Stored data:
PR #68, opened 2024-02-18
refactor(devinfo): make mountinfo APIs more accessable to caller

niladrih:
Changes:
- Makes devinfo::mountinfo::error module 'pub' so that callers may access errors from this module.
- Makes the SAFE_MOUNT_ITER `OnceLock<SafeMountIter>`, ByteBuf struct and `MountIter<R>::new_from_readable()` private, as they aren't required outside of this module.

### DIFF
--- a/devinfo/src/mountinfo/bytebuf.rs
+++ b/devinfo/src/mountinfo/bytebuf.rs
@@ -1,7 +1,7 @@
 use std::io::{IoSliceMut, Read};
 
-/// This is io::Read capable Sized type. This can wrap around a Vec<u8>.
-pub struct ByteBuf {
+/// This is io::Read capable Sized type. This wraps around a Vec<u8>.
+pub(crate) struct ByteBuf {
     inner: Vec<u8>,
 }
 
--- a/devinfo/src/mountinfo/mod.rs
+++ b/devinfo/src/mountinfo/mod.rs
@@ -17,8 +17,11 @@ use std::{
     sync::OnceLock,
 };
 
+/// Contains a type which is Sized and implements io::Read.
+/// Useful as a Read-able alternative to a Vec<u8>.
 mod bytebuf;
-mod error;
+/// Errors for MountInfo affairs.
+pub mod error;
 /// Contains tools to interact with files, etc.
 mod io_utils;
 
@@ -226,7 +229,7 @@ impl<R: BufRead> Iterator for MountIter<R> {
     }
 }
 
-pub static SAFE_MOUNT_ITER: OnceLock<SafeMountIter> = OnceLock::new();
+static SAFE_MOUNT_ITER: OnceLock<SafeMountIter> = OnceLock::new();
 
 /// This returns a Result<Iterator> with reads /proc/mounts consistently.
 pub struct SafeMountIter {


devinfo/src/mountinfo/io_utils.rs
```diff
@@ -6,10 +6,7 @@ const DEFAULT_RETRY_COUNT: u32 = 2;
 /// Issue std::fs::read on a file twice and compare the two byte sequences
 /// to see if the reads were consistent. Retry if the reads resulted in different byte
 /// sequences.
-pub(crate) fn consistent_read<P: AsRef<Path>>(
-    path: P,
-    retry_count: Option<u32>,
-) -> Result<Vec<u8>> {
+pub fn consistent_read<P: AsRef<Path>>(path: P, retry_count: Option<u32>) -> Result<Vec<u8>> {
```
tiagolobocastro: what is the reason to make this accessible directly?

niladrih: No reason. My primary issue was that the 'error' module was private. No real reason for this to be public, and I see no other use-case.

niladrih: Made it private again. Made the module io_utils private as well.

Abhinandan-Purkait (approved):

devinfo/src/mountinfo/mod.rs
```diff
@@ -17,8 +17,11 @@ use std::{
     sync::OnceLock,
 };
 
-mod bytebuf;
-mod error;
+/// Contains a type which is Sized and implements io::Read.
+/// Useful as a Read-able alternative to a Vec<u8>.
+pub mod bytebuf;
```
Abhinandan-Purkait: Where are we using this?

niladrih: In this moddule, i.e. mountinfo, we are using this in the `get_with_retries()` method. Outside this module, it's not used anywhere. But it seemed like useful tool which one might want to use outside of this context. Wdyt?

tiagolobocastro: I'd say keep all private unless there's a specific reason to open up

devinfo/src/mountinfo/bytebuf.rs
```diff
@@ -1,6 +1,7 @@
 use std::io::{IoSliceMut, Read};
 
-/// This is io::Read capable Sized type. This can wrap around a Vec<u8>.
+/// This is io::Read capable Sized type. This wraps around a Vec<u8>.
+#[derive(Clone, Debug, Eq, PartialEq)]
 pub struct ByteBuf {
```
tiagolobocastro: Does this need to be pub?

niladrih: Made this private. Also removed the `#[derive(Clone, Debug, Eq, PartialEq)]` as these are not required for this crate's use.

devinfo/src/mountinfo/mod.rs
niladrih: Made this module private.

tiagolobocastro (approved):

PR #346, opened 2021-06-01
solution

Namart:
[DEMO LINK](https://Namart.github.io/react_dynamic-list-of-goods/)

### DIFF
--- a/src/components/GoodsList.jsx
+++ b/src/components/GoodsList.jsx
@@ -1,0 +1,18 @@
+import React from 'react';
+import propTypes from 'prop-types';
+
+export function GoodsList({ goods }) {
+  return (
+    <ul>
+      {goods.map(good => (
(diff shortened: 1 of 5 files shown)


src/components/GoodsList.jsx
```diff
@@ -0,0 +1,18 @@
...
+          {good.name}
+        </li>
+      ))}
+    </ul>
+  );
+}
+
+GoodsList.propTypes = {
+  goods: propTypes.arrayOf({}).isRequired,
+};
```
igor-stasiv, line 18: You need to set PropTypes for id, name, and color because you use it too

igor-stasiv (changes requested):
You forgot to set the color in styles for each good in the list. Also, add more propTypes

aliceblunt8 (approved):
GJ

PR #383, opened 2021-06-02
react_dynamic_list

Allrightman:
[DEMO LINK](https://Allrightman.github.io/react_dynamic-list-of-goods/)

### DIFF
--- a/src/App.js
+++ b/src/App.js
@@ -1,13 +1,68 @@
 import React from 'react';
 
 import './App.scss';
+import { GoodsList } from './components';
 
-// import { getAll, get5First, getRed } from './api/goods';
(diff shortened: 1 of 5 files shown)


src/App.js
```diff
@@ -1,13 +1,68 @@
...
+class App extends React.Component {
+  state = {
+    goods: [],
+  }
+
+  handleGetGoods = () => (
+    getAll()
+      .then((goods) => {
+        this.setState({ goods });
+      })
```
VinnieJ-2k20, line 19: Potentially it can be taken out to some method, like `updateGoods` and used in all three handlers.

VinnieJ-2k20 (approved):
Good job 👍

PR #403, opened 2021-07-31
first-try

vitaliy-martynyuk:
[DEMO LINK](https://vitaliy-martynyuk.github.io/react_dynamic-list-of-goods/)

### DIFF
--- a/src/App.js
+++ b/src/App.js
@@ -2,12 +2,66 @@ import React from 'react';
 
 import './App.scss';
 
-// import { getAll, get5First, getRed } from './api/goods';
-// or
-// import * as goodsAPI from './api/goods';
+import { getAll, get5First, getRedGoods } from './api/goods';
+import GoodsList from './GoodsList';
 
-const App = () => (
-  <h1>Dynamic list of Goods</h1>
-);
+class App extends React.PureComponent {
+  state = {
+    dataLoaded: false,
+    arrayOfGoods: [],
+  };
+
+  loadAllGoods = () => {
+    this.setState(getAll().then(array => this.setState({
+      arrayOfGoods: array,
+      dataLoaded: true,
+    })));
+  };
+
+  loadFirstFive = () => {
+    this.setState(get5First().then(array => this.setState({
+      arrayOfGoods: array,
+      dataLoaded: true,
+    })));
+  };
+
+  loadRed = () => {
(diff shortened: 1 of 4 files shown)


src/api/goods.js
```diff
@@ -6,6 +6,8 @@ export function getAll() {
     .then(response => response.json());
 }
 
-export const get5First = () => {};
+export const get5First = () => getAll()
+  .then(result => result.slice(0, 5));
```
aleksandr-semerenko, line 10: Load 5 first goods shows 5 first goods after sorting them by name

aleksandr-semerenko (changes requested):

aleksandr-semerenko (approved):

src/api/goods.js
```diff
@@ -6,6 +6,9 @@ export function getAll() {
     .then(response => response.json());
 }
 
-export const get5First = () => {};
+export const get5First = () => getAll()
+  .then(result => result.slice(0, 5)
+    .sort((a, b) => a.name.localeCompare(b.name)));
```
ArtemTopolskyi, line 11: is it necessary to sort them?

src/App.js
```diff
@@ -2,12 +2,66 @@ import React from 'react';
...
-// import * as goodsAPI from './api/goods';
+import { getAll, get5First, getRedGoods } from './api/goods';
+import GoodsList from './GoodsList';
 
-const App = () => (
-  <h1>Dynamic list of Goods</h1>
-);
+class App extends React.PureComponent {
+  state = {
+    dataLoaded: false,
```
ArtemTopolskyi, line 10: do you really need this variable? just pass variable arrayOfGoods to render method. It will be empty if data is not loaded yet

src/App.js
```diff
@@ -2,12 +2,66 @@ import React from 'react';
...
+    arrayOfGoods: [],
+  };
+
+  loadAllGoods = () => {
+    this.setState(getAll().then(array => this.setState({
+      arrayOfGoods: array,
+      dataLoaded: true,
+    })));
```
ArtemTopolskyi, line 18: are you sure, that it's good idea to call setState inside the setState? it looks weird. get rid of outer setState call

ArtemTopolskyi (changes requested):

Work required:
Scanning the data above, copy out every line where "DEMO" is found.

Result for this task:
[DEMO LINK](https://Namart.github.io/react_dynamic-list-of-goods/)
[DEMO LINK](https://Allrightman.github.io/react_dynamic-list-of-goods/)
[DEMO LINK](https://vitaliy-martynyuk.github.io/react_dynamic-list-of-goods/)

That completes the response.